Data for review:

-- -- --

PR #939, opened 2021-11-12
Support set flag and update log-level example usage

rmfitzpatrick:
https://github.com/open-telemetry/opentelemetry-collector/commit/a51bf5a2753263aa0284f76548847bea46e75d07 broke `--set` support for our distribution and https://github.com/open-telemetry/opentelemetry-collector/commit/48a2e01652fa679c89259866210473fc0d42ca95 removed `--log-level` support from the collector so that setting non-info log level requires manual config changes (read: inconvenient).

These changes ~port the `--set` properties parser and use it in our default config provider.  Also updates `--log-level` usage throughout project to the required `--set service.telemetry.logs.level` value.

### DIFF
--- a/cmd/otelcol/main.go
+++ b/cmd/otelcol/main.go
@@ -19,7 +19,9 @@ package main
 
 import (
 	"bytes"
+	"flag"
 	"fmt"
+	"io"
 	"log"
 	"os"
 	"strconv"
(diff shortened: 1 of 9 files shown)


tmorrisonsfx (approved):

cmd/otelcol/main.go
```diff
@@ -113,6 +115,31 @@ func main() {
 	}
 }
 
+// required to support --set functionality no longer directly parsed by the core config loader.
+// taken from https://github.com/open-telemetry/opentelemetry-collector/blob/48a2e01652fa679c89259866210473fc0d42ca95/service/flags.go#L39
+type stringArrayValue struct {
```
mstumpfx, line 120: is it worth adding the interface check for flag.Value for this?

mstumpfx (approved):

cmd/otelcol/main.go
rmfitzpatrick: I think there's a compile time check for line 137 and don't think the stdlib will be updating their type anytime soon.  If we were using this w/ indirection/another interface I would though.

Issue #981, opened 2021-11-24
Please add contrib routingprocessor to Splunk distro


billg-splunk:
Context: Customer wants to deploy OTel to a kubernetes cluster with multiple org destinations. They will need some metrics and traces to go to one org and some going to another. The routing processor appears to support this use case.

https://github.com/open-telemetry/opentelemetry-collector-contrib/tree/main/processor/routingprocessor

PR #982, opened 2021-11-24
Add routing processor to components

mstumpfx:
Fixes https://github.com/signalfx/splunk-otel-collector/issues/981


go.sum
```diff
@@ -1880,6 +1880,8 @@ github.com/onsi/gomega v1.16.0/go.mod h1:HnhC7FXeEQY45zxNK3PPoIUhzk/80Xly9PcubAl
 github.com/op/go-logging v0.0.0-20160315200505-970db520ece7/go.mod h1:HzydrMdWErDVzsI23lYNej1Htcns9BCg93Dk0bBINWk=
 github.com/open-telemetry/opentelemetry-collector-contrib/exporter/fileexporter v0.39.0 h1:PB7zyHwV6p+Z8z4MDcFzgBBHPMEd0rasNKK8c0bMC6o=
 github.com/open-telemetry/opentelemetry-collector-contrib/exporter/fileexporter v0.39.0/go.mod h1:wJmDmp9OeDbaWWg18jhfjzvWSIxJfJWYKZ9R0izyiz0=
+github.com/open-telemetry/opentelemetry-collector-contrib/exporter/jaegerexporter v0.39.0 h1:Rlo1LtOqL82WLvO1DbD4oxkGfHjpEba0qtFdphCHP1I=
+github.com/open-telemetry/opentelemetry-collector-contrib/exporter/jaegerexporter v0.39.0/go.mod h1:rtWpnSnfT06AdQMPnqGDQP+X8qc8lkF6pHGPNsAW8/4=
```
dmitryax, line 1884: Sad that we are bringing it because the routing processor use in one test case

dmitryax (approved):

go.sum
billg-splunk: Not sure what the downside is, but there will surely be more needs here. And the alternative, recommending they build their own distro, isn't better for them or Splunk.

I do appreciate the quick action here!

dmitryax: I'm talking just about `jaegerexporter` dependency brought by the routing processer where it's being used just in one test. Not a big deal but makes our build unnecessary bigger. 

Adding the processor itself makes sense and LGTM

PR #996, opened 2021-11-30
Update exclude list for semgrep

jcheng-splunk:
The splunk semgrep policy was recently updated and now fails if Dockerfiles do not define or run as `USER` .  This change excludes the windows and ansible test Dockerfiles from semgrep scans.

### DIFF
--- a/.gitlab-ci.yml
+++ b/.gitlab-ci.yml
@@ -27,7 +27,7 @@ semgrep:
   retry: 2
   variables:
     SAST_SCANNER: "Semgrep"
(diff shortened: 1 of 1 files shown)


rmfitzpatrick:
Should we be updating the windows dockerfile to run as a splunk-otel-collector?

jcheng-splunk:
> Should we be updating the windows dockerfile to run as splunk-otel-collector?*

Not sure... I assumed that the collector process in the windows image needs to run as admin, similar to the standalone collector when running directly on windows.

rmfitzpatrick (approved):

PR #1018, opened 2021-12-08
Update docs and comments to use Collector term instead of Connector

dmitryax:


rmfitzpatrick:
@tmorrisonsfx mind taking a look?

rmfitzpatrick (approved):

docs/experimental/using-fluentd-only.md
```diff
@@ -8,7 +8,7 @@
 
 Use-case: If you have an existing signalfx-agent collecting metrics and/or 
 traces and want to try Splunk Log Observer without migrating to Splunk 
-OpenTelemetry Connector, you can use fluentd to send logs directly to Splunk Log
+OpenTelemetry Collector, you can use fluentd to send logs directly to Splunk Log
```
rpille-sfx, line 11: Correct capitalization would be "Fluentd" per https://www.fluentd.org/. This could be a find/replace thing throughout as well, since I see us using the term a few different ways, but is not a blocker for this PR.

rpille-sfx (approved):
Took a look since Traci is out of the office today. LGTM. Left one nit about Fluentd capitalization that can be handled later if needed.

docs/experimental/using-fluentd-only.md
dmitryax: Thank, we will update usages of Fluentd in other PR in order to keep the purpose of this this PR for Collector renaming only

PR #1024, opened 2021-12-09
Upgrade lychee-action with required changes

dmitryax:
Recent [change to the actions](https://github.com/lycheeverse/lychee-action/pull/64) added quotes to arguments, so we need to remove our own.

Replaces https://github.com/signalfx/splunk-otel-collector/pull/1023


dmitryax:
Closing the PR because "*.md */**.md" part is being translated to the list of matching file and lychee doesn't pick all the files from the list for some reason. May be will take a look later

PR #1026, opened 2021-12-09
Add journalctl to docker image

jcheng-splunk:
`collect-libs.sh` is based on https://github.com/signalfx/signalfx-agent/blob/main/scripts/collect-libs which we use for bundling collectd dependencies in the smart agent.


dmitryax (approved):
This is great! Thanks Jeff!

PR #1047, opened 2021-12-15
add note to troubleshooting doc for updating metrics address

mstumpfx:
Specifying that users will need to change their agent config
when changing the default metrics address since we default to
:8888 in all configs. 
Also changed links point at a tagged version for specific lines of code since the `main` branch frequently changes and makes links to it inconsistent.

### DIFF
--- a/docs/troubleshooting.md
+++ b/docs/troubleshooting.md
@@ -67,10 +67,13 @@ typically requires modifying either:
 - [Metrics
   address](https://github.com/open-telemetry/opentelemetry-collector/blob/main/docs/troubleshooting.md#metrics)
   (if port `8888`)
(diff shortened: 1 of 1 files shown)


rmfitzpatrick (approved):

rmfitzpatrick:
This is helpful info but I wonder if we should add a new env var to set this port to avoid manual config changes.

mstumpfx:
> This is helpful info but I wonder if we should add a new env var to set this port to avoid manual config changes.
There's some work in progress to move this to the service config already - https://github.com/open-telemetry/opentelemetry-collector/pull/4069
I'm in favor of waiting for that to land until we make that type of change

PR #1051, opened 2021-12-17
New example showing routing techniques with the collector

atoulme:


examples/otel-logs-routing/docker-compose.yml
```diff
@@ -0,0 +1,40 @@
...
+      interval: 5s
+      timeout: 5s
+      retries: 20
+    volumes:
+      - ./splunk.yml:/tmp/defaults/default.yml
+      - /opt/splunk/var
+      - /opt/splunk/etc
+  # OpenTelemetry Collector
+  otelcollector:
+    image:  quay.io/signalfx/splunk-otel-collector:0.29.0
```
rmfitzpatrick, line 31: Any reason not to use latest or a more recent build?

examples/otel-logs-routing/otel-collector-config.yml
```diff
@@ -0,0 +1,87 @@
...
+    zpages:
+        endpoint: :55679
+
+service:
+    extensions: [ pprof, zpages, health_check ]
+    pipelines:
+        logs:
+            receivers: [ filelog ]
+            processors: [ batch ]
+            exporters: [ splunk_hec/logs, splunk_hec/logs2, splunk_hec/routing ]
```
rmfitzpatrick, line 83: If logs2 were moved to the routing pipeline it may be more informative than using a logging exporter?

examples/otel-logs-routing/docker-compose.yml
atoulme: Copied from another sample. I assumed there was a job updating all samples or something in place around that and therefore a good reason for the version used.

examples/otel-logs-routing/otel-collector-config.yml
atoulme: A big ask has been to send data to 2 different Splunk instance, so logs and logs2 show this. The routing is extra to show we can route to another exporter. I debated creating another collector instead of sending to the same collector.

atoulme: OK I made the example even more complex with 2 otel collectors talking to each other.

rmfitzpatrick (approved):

-- -- --

Work request: Every line above that contains the word "LGTM" should be reported.

The completed task:
Adding the processor itself makes sense and LGTM
Took a look since Traci is out of the office today. LGTM. Left one nit about Fluentd capitalization that can be handled later if needed.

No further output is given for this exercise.